# **CUHK-STAT1013-Proj-B**
---
>name: Una, Shengyuan Zhong
>
>student ID: 1155156303
>
>email : <1155156303@link.cuhk.edu.hk>
---
## table of contents
1. [Introduction](##Introduction)
2. [Graphs-and-Descriptive-Statistics](##Graphs-and-Descriptive-Statistics)
3. [Verifying-Necessary-Data-Conditions](##Verifying-Necessary-Data-Conditions)
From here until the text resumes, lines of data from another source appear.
PR #2015, opened 2023-11-30
Feature CMR-9539 - Update the coll-cache from standard redis to new Hash Map Redis 

jceaser:
Moving the code over to the new hash map redis cache and breaking up the data into two different hashes within that cache to limit the request data being transmitted over the "wire".

### DIFF
--- a/search-app/src/cmr/search/services/acls/collections_cache.clj
+++ b/search-app/src/cmr/search/services/acls/collections_cache.clj
@@ -104,27 +104,32 @@
   (let [cache (hash-cache/context->cache context cache-key)
         collections-map (fetch-collections-map context)]
     (doseq [[coll-key coll-value] collections-map]
-      (debug (format "refresh-cache %s" coll-key))
+      (debug (format "collections-cache refresh-cache working on %s" coll-key))
       (hash-cache/set-value cache cache-key coll-key (clj-times->time-strs coll-value)))))
 
 (defn- get-collections-map
-  "Gets the cached value."
-  [context key-type]
+  "Gets the cached value. By default an error is thrown if there is no value in
+   the cache. Pass in anything other then :return-errors for the third parameter
+   to have null returned when no data is in the cache. :return-errors is for the
+   default behavior."
+  ([context key-type]
+   (get-collections-map context key-type :return-errors))
+  ([context key-type throw-errors]
   (let [coll-cache (hash-cache/context->cache context cache-key)
         collection-map (hash-cache/get-value
                         coll-cache
                         cache-key
                         key-type)]
-    (if (empty? collection-map)
+    (if (and (= :return-errors throw-errors) (empty? collection-map))
       (errors/internal-error! (coll-msg/collections-not-in-cache key-type))
-      (time-strs->clj-times collection-map))))
+      (time-strs->clj-times collection-map)))))
 
 (defn get-collection
   "Gets a single collection from the cache by concept id. Handles refreshing the cache if it is not found in it.
   Also allows provider-id and entry-title to be used."
   ([context concept-id]
-   (let [by-concept-id (get-collections-map context :by-concept-id)]
-     (when-not (by-concept-id concept-id)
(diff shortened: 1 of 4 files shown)


search-app/src/cmr/search/services/acls/collections_cache.clj
```diff
@@ -88,6 +90,7 @@
                                          (for [{:keys [provider-id EntryTitle] :as coll}
                                                collections]
                                            [[provider-id EntryTitle] coll]))]
+    (debug "fetch-collections-map count" (count collections))
     ;; We could reduce the amount of memory here if needed by only fetching the collections that
     ;; have granules.
     {:by-concept-id by-concept-id
```
eereiter, line 96: Should we write a ticket to reduce the amount of memory by only fetching the collections that have granules?  Do we need the collections in this cache that don't have granules?

search-app/test/cmr/search/test/unit/services/acls/granule_acls.clj
```diff
@@ -91,7 +91,7 @@
         old-mem-cache (get-in context [:system :caches :collections-for-gran-acls])
         context (assoc-in context [:system :caches :collections-for-gran-acls] rcache)
         data (.get-value old-mem-cache :collections)]
-    (.set-value rcache :collections-for-gran-acls data)
+    (.set-values rcache :collections-for-gran-acls data)
```
eereiter, line 94: Is .set-values a short cut way of writing hash-cache/set-values ?

eereiter, line 94: Why did you leave old-mem-cache in the test?  Can you remove this and just set up the redis cache as the old-mem-cache (replace old-mem-cache)?  All you do with it is setup the memory cache and then take its contents and put it into the redis cache and then not use it anymore.

eereiter (approved):
It looks like the search app is loading in the cache instead of bootstrap.  I thought that at the beginning of the PI we were going to put the loading of the cache into bootstrap so that only 1 task loads the cache.  I saw this with a couple of other cache changes as well.  I think we should write a ticket to put the job scheduler of loading this cache into bootstrap.

search-app/src/cmr/search/services/acls/collections_cache.clj
jceaser: that comment was already there, I did not change the logic of what was going to be cached

search-app/test/cmr/search/test/unit/services/acls/granule_acls.clj
jceaser: I was trying to keep the code as similar as possible. I can switch over to the other syntax.

search-app/src/cmr/search/services/acls/collections_cache.clj
```diff
@@ -98,34 +101,40 @@
   to keep the cache fresh. This will throw an exception if there is a problem fetching collections. The
   caller is responsible for catching and logging the exception."
   [context]
-  (let [cache (cache/context->cache context cache-key)
+  (let [cache (hash-cache/context->cache context cache-key)
         collections-map (fetch-collections-map context)]
-    (cache/set-value cache cache-key (clj-times->time-strs collections-map))))
+    (doseq [[coll-key coll-value] collections-map]
+      (debug (format "collections-cache refresh-cache working on %s" coll-key))
```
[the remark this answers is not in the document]
jceaser: removing comment

search-app/test/cmr/search/test/unit/services/acls/granule_acls.clj
eereiter: you don't need to change over, I was just wondering.

jceaser: I don't think I even need this code, I removed it and tests pass locally, testing on bamboo now.

jceaser: switched to the clojure syntax as suggested.

PR #2020, opened 2023-12-11
CMR-9582 Making the values a def config so that they can be set in AW…

eereiter:
…S, setting the maximum search result value to 200K.

### DIFF
--- a/common-app-lib/src/cmr/common_app/config.clj
+++ b/common-app-lib/src/cmr/common_app/config.clj
@@ -28,3 +28,16 @@
   "CMR support email address"
   {:default "cmr-support@earthdata.nasa.gov"})
 
+(defconfig es-unlimited-page-size
+  "This is the number of items we will request from elastic search at a time when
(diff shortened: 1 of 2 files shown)


zimzoom (approved):

common-app-lib/src/cmr/common_app/config.clj
johnwteague, line 1: The current issue is a result of exceeding the max-unlimited-hits (100K) correct? Can you explain the need to increase unlimited-page-size from 10K to 100K?

jceaser (approved):

common-app-lib/src/cmr/common_app/config.clj
eereiter: I didn't mean to increase it.  I will change it back to 10,000.

eereiter: Fixed.

johnwteague (approved):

4. [Hypothesis-Test](##Hypothesis-Test)
5. [Conclusion-and-Summary](##Conclusion-and-Summary)
## Introduction
- **How did you come up with the idea?**
>Because proj-A wrote this data once, I have a better understanding of this data, and I am very curious about the opening prices of some markets.
- **What are your hypotheses?**
>- **Sample size: 251**
>- **Feature documentation:**
> 
>- **Hypotheses: A data from February 2022 to February 2023, a total of 251 datas were recorded. The average opening price $\bar{x}$=120.37 with standard deviation $\hat{σ}$=23.27,Do these statistics contradict the belief that the average opening price is 121 ?**
>
>- ==**base on 251 datas, $\bar{x}$=120.37 and $\hat{σ}$=23.27, Recall the null and alternative hypothesis:**==
> ==**H~0~: μ=121**==
> ==**H~1~: μ≠121**==
- **What is the reason for your hypotheses?**
> Because $\bar{x}$=120.37and $\hat{σ}$=23.27 so I think the hypothesis value can be 121.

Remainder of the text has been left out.